Вскочив, я, вместо того чтобы идти на кухню, подошла к Фрэнклину и поцеловала его в губы как бы мимоходом, еще не совсем проснувшись.

— Иди почисть зубы, — засмеялся он. — Так что там за дела с Марией?

— Выкарабкается, надеюсь. Ты ведь знаешь, у нее запои.

— Да, помню, ты мне говорила. А что случилось? Ты вроде собиралась остаться у нее ночевать. Значит, соскучилась по папочке?

— Соскучилась, конечно. Но, честно говоря, у нее там дикая грязь, а сама она в дымину пьяная. А вообще-то ей нужны были деньги.

— Ты ей дала?

— Пришлось, иначе ее выкинут на улицу через три дня. Ей прислали судебное предписание выместись из комнаты в течение семидесяти двух часов.

— И сколько же ты ей дала?

— А что?

— Да просто любопытно.

— Восемьсот.

— Восемьсот долларов?

— Не кричи, Фрэнклин!

— Ты хочешь сказать, что отвалила пьяной бабе чуть не тысячу баксов?

— А что тебя удивляет? Она моя подруга, и ей надо помочь.

— Но мне ты не захотела помочь, когда я просил на машину.

— Фрэнклин, ее же выкинут на улицу! Ты что, никогда не бывал в такой ситуации?

— Честно говоря, я сам сейчас в такой ситуации. Джимми загремел в тюрьму и просит взаймы двести пятьдесят долларов; я как раз хотел одолжить у тебя, а теперь, видать, дохлый номер.

— За что он сел?

— Какое это имеет значение? Почему Мария не платила за квартиру?

— Я могу одолжить тебе эти деньги, Фрэнклин.

— Откуда у тебя такая куча монет? Уж не студийные ли это денежки?

— Да вроде так.

— Слушай, я-то верну тебе, а Мария?

— Поживем — увидим.

— Вот так дела! А если Реджинальд попросит заплатить, а у тебя ни копейки не будет, что тогда делать?

— Достану, не бойся.

— Но мне хочется, чтобы ты сделала эту пробную запись, бэби. Ты столько над ней работала, нельзя же, чтобы все это пошло псу под хвост!

— Все будет в порядке. Скоро сказка сказывается, да не скоро дело делается. И уж кому как не тебе об этом знать, Фрэнклин. Многое не так в этом мире. Наверное, надо больше доверять людям, а?

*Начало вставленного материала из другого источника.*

Issue #123, opened 2018-10-08
Python wrapper for Image class


ihhub:
1. Add a python wrapper for `Image` class in which we are able to call member functions of `Image` class. Put new code in `src/python` folder.
2. Add a simple example of using new Python code and put it in `example/python/image`.

Relates to #103

MatthewMcGonagle:
I've played around a little bit with making C extensions of python, and I'm interested in try to make progress on this issue. Just to clarify, you want the extension to be built using the distutils python module? As in [the description in the python docs](https://docs.python.org/3/extending/building.html#building-c-and-c-extensions-with-distutils)?

ihhub:
Looks like yes. Ideally we should compile it in Travis-vi but this is another topic of discussion.

ngetahun:
I suggest using swig. I've been playing with this issue over the weekend. @MatthewMcGonagle do you have another suggestion?

MatthewMcGonagle:
@ngetahun I'm not familiar with swig. I was thinking about just doing it manually according to the [instructions in the pydocs](https://docs.python.org/3/extending/newtypes_tutorial.html), but swig sounds like it is easier.

ngetahun:
Ok cool. You can also look at the tensorflow repo on how they generate their python library [here](https://github.com/tensorflow/tensorflow/tree/master/tensorflow/python). All the `*.i` files are swig interface files.

ihhub:
If you are out of ideas where and what exactly to import please ask me. I'll guide you with this.

MatthewMcGonagle:
Sorry to not get back with a comment for a while. I was just getting more familiar with the swig as that seems to be the best solution. It looks like python's distutils can handle swig files directly; hopefully we just need to pass in swig_options = ['-c++'] to distutils.core.Extension(), [see section 2.3.2 of the docs for distutils](https://docs.python.org/3/distutils/setupscript.html).

MatthewMcGonagle:
Short question: when using swig, rvalue constructors such as `ImageTemplate(ImageTemplate &&)` come up as warning that they will be ignored since they make no sense in Python. Is it better to just not put them in the swig interface file (so there are no warnings, but the interface file is less complete for other interfacing)?

MatthewMcGonagle:
Another question: `Image::data()` should be overwritten in swig using `%extend` to return a list type compatible with python. Should it return a numpy array or just python lists?

ihhub:
[...]

PR #168, opened 2018-10-21
Python

MatthewMcGonagle:
Related to issue #123 Python Wrapper for Image Class.

Basic python wrappers for the Image class and a python implementation of the bitmap_operation example.

### DIFF
--- a/examples/python/bitmap_operation.py
+++ b/examples/python/bitmap_operation.py
@@ -1,0 +1,60 @@
+''' 
+Example of how to use python wrappers of penguinV to save a gray scale version of a bitmap image.
+'''
+
+# Module files for penguinV are in separate folder, so we use the sys module to add that location
+# to the places that python will look for the module.
+
+import sys
+sys.path.insert(0, '..\\..\\src\\python')
+
+# Now get the module.
+
+import penguinV 
+
+def saveGrayScaleCopy(filenameToOpen, filenameToSave):
+    ''' Saves a Gray Scale Thresholded version of a bitmap file.
+    
+    Parameters
+    ----------
+    filenameToOpen : String
+        Name of the bitmap to open.
+
+    filenameToSave : String
+        Name of the resulting bitmap.
+    '''
+
+    image = penguinV.Load(filenameToOpen)
+    
+    if image.empty():
+        raise penguinV.ImageException('penguinV.Load()', 'Problem loading file ' + filenameToOpen)
+
+    if image.colorCount() != penguinV.GRAY_SCALE:
+        image = penguinV.ConvertToGrayScale(image)
+
+    threshold_value = penguinV.GetThreshold( penguinV.Histogram(image) ) 
+    image = penguinV.Threshold(image, threshold_value)
+
+    penguinV.Save(filenameToSave, image)
+  
+########################
+### main execution 
+########################
+
+try:
+
+    saveGrayScaleCopy( filenameToOpen = '..\\_image\\mercury.bmp', 
+                       filenameToSave = 'result.bmp'
+                     ) 
+
+except penguinV.ImageException as err:
+
+        # This error occurs when there was trouble opening the file.
+
+        print(err)
+
+except:
+
+        # Something more serious has gone wrong.
+
+        print('Unknown Error.') 
--- a/examples/python/bitmap_operation.py
+++ b/examples/python/bitmap_operation.py
@@ -53,8 +53,8 @@ except penguinV.ImageException as err:
 
         print(err)
 
-except:
+except BaseException as err: 
 
         # Something more serious has gone wrong.
 
-        print('Unknown Error.') 
+        print('Unknown Error ', err) 
--- a/src/python/README.md
+++ b/src/python/README.md
@@ -1,0 +1,26 @@
+# How to Create the Python Wrappers
+
+The wrappers for python are generated using SWIG ([website](http://www.swig.org/)), and for ease of use, the wrappers
+can also be generated with the help of the `distutils` python module. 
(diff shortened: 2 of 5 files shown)


MatthewMcGonagle:
It looks like CodeFactor doesn't like that the bitmap_operation.py version of bitmap_operation.cpp uses an `except` clause without any type of exception. However, the `.cpp` version does exactly this. What should change for the `.py` version?

MatthewMcGonagle:
I added a `BaseException` type for the generic exception catch in `bitmap_operation.py`. Now when I click on the "Details" of the CodeFactor complaint, it shows up as everything is okay. However, I don't know how to make it run again and show up success/fail on the pull-request thread.

MatthewMcGonagle:
I added a `BaseException` type for the generic exception catch in `bitmap_operation.py`. Now when I click on the "Details" of the CodeFactor complaint, it shows up as everything is okay. However, I don't know how to make it run again and show up success/fail on the pull-request thread.

MatthewMcGonagle:
I added a `BaseException` type for the generic exception catch in `bitmap_operation.py`. Now when I click on the "Details" of the CodeFactor complaint, it shows up as everything is okay. However, I don't know how to make it run again and show up success/fail on the pull-request thread.

MatthewMcGonagle:
I added a `BaseException` type for the generic exception catch in `bitmap_operation.py`. Now when I click on the "Details" of the CodeFactor complaint, it shows up as everything is okay. However, I don't know how to make it run again and show up success/fail on the pull-request thread.

MatthewMcGonagle:
I added a `BaseException` type for the generic exception catch in `bitmap_operation.py`. Now when I click on the "Details" of the CodeFactor complaint, it shows up as everything is okay. However, I don't know how to make it run again and show up success/fail on the pull-request thread.

MatthewMcGonagle:
I added a `BaseException` type for the generic exception catch in `bitmap_operation.py`. Now when I click on the "Details" of the CodeFactor complaint, it shows up as everything is okay. However, I don't know how to make it run again and show up success/fail on the pull-request thread.

MatthewMcGonagle:
I added a `BaseException` type for the generic exception catch in `bitmap_operation.py`. Now when I click on the "Details" of the CodeFactor complaint, it shows up as everything is okay. However, I don't know how to make it run again and show up success/fail on the pull-request thread.

MatthewMcGonagle:
I added a `BaseException` type for the generic exception catch in `bitmap_operation.py`. Now when I click on the "Details" of the CodeFactor complaint, it shows up as everything is okay. However, I don't know how to make it run again and show up success/fail on the pull-request thread.

examples/python/bitmap_operation.py
```diff
@@ -0,0 +1,60 @@
...
+        Name of the bitmap to open.
+
+    filenameToSave : String
+        Name of the resulting bitmap.
+    '''
+
+    image = penguinV.Load(filenameToOpen)
+    
+    if image.empty():
+        raise penguinV.ImageException('penguinV.Load()', 'Problem loading file ' + filenameToOpen)
```
ihhub: Why don't we just use `print` function and call normal return. In such situation we don't need an extra exception. What do you think?

Sorry for late reply, github was down for me almost whole day.

src/python/README.md
```diff
@@ -0,0 +1,26 @@
+# How to Create the Python Wrappers
```
ihhub: In think we need to put this file under `doc/python`.

ihhub:
All looks okay. I'm waiting for your reply about exception and then we could merge your changes.

ihhub:
I've tested on Windows. It runs smoothly but we need (in a future, not now) a proper to-do steps for compilation.

examples/python/bitmap_operation.py
MatthewMcGonagle: I was just trying to make the python version as close to the .cpp version as possible. Shouldn't we at least keep the `penguinV.ImageException` to showcase using the exceptions? If you think its unnecessary, then I'm totally fine with removing it.

I was also having a lot of trouble with github yesterday.

src/python/README.md
MatthewMcGonagle: Okay, but the instructions will only work from the `src/python` directory. If it is run from somewhere else, the `setup.py` file has the wrong relative path to find `penguinV.i`. Do we intend for users to run `python ..\..\src\python\setup.py build_ext --inplace` from the `doc/python` directory?

If so, I guess a quick workaround is to use relative paths such as `../../src/python/penguinV.i`, since `doc/python` happens to be the same number of levels deep as `src/python`. However, if we intend for `setup.py` to be run from the `doc/python` directory, maybe it would be better to have a separate `setup_doc.py` for that purpose, or to pass another command line argument to `setup.py`. What do you think?

examples/python/bitmap_operation.py
ihhub: Well, it's just an example. It should just work as `cpp` version but nobody demands to be an exact copy of it. I think we just go with what we have.

Github is still having problems.

src/python/README.md
ihhub: The purpose of `doc` directory is obviously to store a documentation. I missed some point that `cuda` and `opencl` have a README files inside their directories with a brief description in them. I think you initial location of the file was correct and I made a wrong suggestion about it as this file contains an information not related to API description. I'll put it back in a separate commit after merging your changes into the project.

The documentation ideally should be generated into `doc/python` directory and we could handle it in a separate issue.

ihhub:
@MatthewMcGonagle , you made a great work for the project. Thanks a lot for your contribution to the project!

ihhub:
I look forward for your future contribution to the project if you have a willingness to spend your time on it.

— Теперь, когда у меня есть работа, нам будет легче встать на ноги. Я вот подумал, не пора ли нам выбраться отсюда к весне — снять квартиру побольше, ты как на это смотришь?

— Может, лучше подождать?

— Я понимаю, к чему ты клонишь, детка. По-своему ты права. Но я не все сказал тебе. Когда принесу чек и профсоюзные корочки, сама увидишь.

— Фрэнклин, дорогой. Не сердись на меня, я ведь не тебе не верю, а им. Сколько раз ты возлагал надежды на очередную работу, а потом — провал.

— Что правда, то правда. Кстати, насчет провала. Ты не возражаешь, если моя сестренка проведет у нас несколько дней? У нее сейчас тяжелая полоса.

— Да нет, конечно. А что с ней?

— Сам не знаю. Она в ужасной депрессухе, и мне хотелось бы малость развлечь ее. Ты мне поможешь, правда?

— Постараюсь.

— Спасибо, — сказал Фрэнклин и обнял меня. — Я так рад, что ты вчера вернулась домой. А то я уж стал сомневаться, кого ты больше любишь — меня или своих подружек.

— Фрэнклин?

— Да!

— Я люблю тебя!

— Ну-ка, повтори!

— Я люблю тебя!

— Скажи, что никогда не бросишь меня.

— Никогда не брошу тебя!

— Даже если все у нас будет из рук вон плохо?

— Даже если все у нас будет из рук вон плохо.

Он опрокинул меня на кровать и сжал в объятиях.

— Я тоже люблю тебя, — шептал он, — люблю, люблю, люблю.